Эти небольшие примеры, заимствованные из личной переписки и дружеских посвящений Пастернака, дают нам не выдуманный, не надуманный, не закамуфлированный поэтической и философской метафорой, а натуральный, неподдельный ключ к его концепции славы. Получается, быть знаменитым не только не красиво, а как раз совсем наоборот: красиво, и даже очень красиво! Красиво, разумеется, при одном условии: что есть знаменитость настоящая, слава, а не жалкая побирушка на хлипких, хилых ножках, с жестяной кружкой в руке, протянутой для скудного, нищенского подаяния от редкого читателя.
За две недели до самоубийства Сергей Есенин объяснял другу Коле Асееву: «А без славы ничего не будет, хоть ты пополам разорвись — тебя не услышат. Так вот Пастернаком и проживешь!..»
И такое, оказывается, бывало: Пастернак — единица бесславия.
Однажды в феврале, когда прогуливались заснеженным берегом Камы, в канун Великого поста, Пастернак открыл Гладкову сокровенное: «Меня многие принимают не за то, что я есть».
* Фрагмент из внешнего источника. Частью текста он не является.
PR #66, opened 2015-01-21
fixes #62 - Adds a notice that the scap_content needs to be uploaded to ...

### LINKED ISSUE #62: Notify the user that the scap content needs to be deployed to the host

Тут дело не в том, за что именно принимают многие Борис Леонидыча, а в том дело, что принимают «не за то, что я есть».
Алла Ильинична Тартак, московский литературовед, рассказывала мне: «Маяковский лежал в гробу. Подойдя к нему, Пастернак — только что сотрясали его рыдания — на мгновение замер, внезапно, рывком, склонился к покойнику, впившись… впиясь ему в губы. Когда он поднял голову, глаза у него были навыкате, безумные. На губах вздулись красные пузыри. Я обомлела: „Упырь! Оборотень!“ У Маяковского по губам стекала сукровица. Люди шарахнулись. Пастернак бросился из комнаты вон».
Ну, упырь, оборотень — это уже из Средневековья, из бестиария. Но образ есть образ — от него не уйдешь: открылся людям на миг Пастернак, какого прежде не видели, не знали.
В сорок первом году Эренбург сделал в дневнике запись о Пастернаке: «Безумие». В чем усматривал он безумие, объяснений не дано. Но зря такие записи для себя, в дневнике, не делаются.
Григорий Винокур, по оценке Гладкова, «один из умнейших людей, которых я встречал», о Пастернаке, которого он хорошо знал и любил, сказал, усмехнувшись, когда речь зашла о скромности Борис Леонидыча: «…Я не знаю, где кончается скромность и где начинается высокое самолюбие».
Стало быть, иногда, пусть немногие, но заглядывали, хоть краем глаза, в пастернаковскую душу и принимали его не совсем за того, за кого он себя выдавал. Тут и место вопросу: кто ж повинен в том, что его принимали не за то, что он есть, — те ли, которые принимали, тот ли, которого принимали?
В вопросе этом нет никакого коварства, вопрос этот вполне предметный, ибо Борис Леонидыч, как ни удивительно, был по этой части в претензии не к тому, кого принимали, то есть к самому себе, а был в претензии к другим: их вина.
Но в другое время, в ином контексте, он уже не рядился, а судил неподкупно: «Чтобы говорить правду, надо быть еретиком. Это было и будет во все времена…»
И объяснял младому другу Александру Константиновичу Гладкову: «Нет ничего более полезного для здоровья, чем прямодушие, откровенность, искренность и чистая совесть. Если бы я был врачом, то я написал бы труд о страшной опасности для физического здоровья криводушия, ставшего привычкой. Это страшнее алкоголизма…»
Молодой друг хоть и не поддакивал, но прекрасно понимал: не о ком-то — о себе, о своем говорил Пастернак. Тут, впрочем, и гадать не было надобности — яснее ясного сказано: «Если бы я был врачом…»
А пациент кто же, у кого криводушие стало привычкой страшнее алкоголизма? А пациент тот же, что и врач, — Борис Пастернак: сам себе пациент, сам себе и врач.